### DATA SUPPLIED:
-=-=-

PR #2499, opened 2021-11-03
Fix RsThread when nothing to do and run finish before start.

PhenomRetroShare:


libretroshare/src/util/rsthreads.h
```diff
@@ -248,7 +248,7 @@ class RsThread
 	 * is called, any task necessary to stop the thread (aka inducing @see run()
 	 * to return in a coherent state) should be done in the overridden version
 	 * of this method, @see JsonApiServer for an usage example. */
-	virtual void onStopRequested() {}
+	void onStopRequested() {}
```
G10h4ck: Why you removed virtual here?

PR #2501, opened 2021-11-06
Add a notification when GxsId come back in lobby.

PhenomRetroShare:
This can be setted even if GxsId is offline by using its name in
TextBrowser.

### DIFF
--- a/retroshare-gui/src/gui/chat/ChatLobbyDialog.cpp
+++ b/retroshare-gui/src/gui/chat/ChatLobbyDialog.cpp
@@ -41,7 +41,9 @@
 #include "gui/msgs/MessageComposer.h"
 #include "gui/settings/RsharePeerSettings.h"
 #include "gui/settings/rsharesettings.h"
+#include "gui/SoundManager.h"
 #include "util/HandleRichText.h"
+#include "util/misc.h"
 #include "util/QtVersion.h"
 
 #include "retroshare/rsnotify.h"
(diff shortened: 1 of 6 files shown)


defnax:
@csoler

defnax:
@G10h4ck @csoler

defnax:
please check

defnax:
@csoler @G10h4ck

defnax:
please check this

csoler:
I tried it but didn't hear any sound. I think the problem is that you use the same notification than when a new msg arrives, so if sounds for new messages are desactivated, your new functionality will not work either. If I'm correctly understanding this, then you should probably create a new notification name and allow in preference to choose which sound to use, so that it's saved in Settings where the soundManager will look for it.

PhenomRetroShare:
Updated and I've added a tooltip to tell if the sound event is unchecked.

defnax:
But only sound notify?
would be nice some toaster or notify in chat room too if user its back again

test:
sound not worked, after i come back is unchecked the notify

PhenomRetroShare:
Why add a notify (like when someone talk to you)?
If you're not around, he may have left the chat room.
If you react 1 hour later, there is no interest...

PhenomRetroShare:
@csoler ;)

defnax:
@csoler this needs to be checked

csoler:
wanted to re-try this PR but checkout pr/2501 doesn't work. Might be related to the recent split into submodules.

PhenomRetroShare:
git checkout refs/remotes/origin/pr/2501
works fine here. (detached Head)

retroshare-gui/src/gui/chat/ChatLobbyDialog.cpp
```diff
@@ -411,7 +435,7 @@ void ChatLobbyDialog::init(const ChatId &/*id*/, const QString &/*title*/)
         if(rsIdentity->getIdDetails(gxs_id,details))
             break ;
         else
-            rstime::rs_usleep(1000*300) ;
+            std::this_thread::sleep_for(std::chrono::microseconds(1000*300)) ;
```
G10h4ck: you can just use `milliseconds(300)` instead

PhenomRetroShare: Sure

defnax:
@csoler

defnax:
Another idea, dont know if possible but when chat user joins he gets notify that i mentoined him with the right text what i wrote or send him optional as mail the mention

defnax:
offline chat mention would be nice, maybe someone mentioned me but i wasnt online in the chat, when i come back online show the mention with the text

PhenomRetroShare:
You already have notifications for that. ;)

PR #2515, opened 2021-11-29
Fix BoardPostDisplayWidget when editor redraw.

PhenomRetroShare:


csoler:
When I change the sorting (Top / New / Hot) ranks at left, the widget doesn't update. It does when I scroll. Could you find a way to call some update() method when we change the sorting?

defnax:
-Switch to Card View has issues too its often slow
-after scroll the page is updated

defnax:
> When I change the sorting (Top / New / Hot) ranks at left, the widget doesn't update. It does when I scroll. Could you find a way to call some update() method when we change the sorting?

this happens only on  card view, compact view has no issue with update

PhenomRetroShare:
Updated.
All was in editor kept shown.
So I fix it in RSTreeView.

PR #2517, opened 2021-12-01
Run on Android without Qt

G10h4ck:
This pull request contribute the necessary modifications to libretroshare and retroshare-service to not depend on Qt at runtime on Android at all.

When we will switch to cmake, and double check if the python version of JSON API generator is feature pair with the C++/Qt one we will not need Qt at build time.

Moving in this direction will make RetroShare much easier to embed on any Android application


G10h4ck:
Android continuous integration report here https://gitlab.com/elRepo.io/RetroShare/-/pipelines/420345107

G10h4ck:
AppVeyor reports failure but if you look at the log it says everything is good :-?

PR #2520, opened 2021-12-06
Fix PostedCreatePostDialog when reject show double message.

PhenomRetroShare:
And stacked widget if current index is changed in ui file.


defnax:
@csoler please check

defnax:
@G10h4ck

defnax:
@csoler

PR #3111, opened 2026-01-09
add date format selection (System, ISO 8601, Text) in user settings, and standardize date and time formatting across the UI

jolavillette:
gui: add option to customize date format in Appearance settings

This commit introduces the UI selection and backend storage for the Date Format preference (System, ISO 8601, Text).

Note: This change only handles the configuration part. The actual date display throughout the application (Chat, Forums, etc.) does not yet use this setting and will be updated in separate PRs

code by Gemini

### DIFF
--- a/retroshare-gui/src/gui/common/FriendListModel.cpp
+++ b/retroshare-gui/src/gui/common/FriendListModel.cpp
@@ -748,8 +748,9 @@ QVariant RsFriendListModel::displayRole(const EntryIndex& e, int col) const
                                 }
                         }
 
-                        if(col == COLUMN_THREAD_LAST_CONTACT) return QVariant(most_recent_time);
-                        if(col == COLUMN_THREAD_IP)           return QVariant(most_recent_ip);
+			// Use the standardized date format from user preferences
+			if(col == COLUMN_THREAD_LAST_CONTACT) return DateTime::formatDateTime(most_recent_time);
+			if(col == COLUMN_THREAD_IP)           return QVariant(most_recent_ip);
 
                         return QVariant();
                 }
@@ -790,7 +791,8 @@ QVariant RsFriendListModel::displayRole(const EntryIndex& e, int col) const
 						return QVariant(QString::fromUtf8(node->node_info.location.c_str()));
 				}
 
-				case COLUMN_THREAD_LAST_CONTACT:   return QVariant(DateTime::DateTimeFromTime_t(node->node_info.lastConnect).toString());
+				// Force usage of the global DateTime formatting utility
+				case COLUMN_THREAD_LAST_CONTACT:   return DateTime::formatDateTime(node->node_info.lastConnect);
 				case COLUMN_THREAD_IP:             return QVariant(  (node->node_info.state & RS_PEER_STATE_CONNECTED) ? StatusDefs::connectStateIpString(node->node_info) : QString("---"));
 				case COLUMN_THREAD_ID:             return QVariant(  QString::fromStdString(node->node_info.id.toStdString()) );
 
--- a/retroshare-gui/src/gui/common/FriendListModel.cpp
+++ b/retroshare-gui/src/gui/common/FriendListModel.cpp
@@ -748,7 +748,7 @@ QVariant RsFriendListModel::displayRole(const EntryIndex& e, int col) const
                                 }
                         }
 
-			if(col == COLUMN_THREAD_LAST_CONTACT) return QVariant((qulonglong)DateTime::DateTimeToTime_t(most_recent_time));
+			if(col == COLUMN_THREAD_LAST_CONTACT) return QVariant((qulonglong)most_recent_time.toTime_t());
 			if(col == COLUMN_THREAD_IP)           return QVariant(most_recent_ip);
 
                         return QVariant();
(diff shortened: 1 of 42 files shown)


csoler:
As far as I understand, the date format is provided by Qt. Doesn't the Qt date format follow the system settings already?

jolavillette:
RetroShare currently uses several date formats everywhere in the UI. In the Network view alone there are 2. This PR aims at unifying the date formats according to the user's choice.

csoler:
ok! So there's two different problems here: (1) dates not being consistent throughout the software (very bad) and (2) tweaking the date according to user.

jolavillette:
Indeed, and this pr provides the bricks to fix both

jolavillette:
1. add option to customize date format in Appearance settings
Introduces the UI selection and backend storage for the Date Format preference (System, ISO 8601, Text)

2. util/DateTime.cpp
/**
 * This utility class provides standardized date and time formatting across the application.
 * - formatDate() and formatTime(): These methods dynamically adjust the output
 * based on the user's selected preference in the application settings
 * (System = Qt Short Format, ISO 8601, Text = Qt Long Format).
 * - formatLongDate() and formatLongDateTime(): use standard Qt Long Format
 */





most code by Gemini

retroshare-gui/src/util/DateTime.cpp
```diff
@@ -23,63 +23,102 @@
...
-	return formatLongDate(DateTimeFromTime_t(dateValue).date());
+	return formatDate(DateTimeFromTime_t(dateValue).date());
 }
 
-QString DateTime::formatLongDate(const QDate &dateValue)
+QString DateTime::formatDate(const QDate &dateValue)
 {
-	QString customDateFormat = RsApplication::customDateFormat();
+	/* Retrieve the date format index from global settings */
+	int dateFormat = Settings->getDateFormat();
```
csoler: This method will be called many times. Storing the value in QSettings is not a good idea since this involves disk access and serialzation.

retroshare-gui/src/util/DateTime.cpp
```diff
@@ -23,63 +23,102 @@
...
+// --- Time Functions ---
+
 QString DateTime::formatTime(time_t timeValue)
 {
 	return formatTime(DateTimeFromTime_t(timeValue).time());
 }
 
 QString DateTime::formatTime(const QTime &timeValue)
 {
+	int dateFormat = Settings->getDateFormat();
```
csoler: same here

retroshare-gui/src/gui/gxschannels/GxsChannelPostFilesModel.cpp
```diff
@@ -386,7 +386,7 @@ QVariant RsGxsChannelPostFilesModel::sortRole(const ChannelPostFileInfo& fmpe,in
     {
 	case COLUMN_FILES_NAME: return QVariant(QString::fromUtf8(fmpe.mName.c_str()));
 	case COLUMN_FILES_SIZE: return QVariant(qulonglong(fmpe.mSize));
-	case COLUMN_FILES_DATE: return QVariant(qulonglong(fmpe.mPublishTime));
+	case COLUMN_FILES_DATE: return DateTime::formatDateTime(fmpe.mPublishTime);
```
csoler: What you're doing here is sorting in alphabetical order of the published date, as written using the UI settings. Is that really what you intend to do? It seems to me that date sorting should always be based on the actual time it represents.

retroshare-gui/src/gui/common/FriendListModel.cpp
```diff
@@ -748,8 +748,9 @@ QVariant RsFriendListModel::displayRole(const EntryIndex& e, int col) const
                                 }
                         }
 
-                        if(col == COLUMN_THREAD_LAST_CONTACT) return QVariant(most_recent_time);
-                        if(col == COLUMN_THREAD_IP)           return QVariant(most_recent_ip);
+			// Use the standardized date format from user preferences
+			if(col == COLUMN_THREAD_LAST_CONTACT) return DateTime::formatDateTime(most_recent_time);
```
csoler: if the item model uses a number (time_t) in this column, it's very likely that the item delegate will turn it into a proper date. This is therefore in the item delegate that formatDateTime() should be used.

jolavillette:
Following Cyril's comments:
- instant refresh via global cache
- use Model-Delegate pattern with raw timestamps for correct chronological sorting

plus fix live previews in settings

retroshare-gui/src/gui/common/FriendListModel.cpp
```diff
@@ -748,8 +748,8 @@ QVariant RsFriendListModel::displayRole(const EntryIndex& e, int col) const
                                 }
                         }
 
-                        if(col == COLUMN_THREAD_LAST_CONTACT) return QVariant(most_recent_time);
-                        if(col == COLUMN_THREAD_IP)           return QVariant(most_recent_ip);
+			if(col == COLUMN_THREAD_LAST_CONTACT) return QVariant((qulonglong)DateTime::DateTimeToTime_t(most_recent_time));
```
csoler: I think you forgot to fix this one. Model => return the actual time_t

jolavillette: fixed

-=-=-

### TASK PROMPT:
Which lines in the records above contain the string "fmpe"? Copy each one.

### EXERCISE ANSWER:
@@ -386,7 +386,7 @@ QVariant RsGxsChannelPostFilesModel::sortRole(const ChannelPostFileInfo& fmpe,in
 	case COLUMN_FILES_NAME: return QVariant(QString::fromUtf8(fmpe.mName.c_str()));
 	case COLUMN_FILES_SIZE: return QVariant(qulonglong(fmpe.mSize));
-	case COLUMN_FILES_DATE: return QVariant(qulonglong(fmpe.mPublishTime));
+	case COLUMN_FILES_DATE: return DateTime::formatDateTime(fmpe.mPublishTime);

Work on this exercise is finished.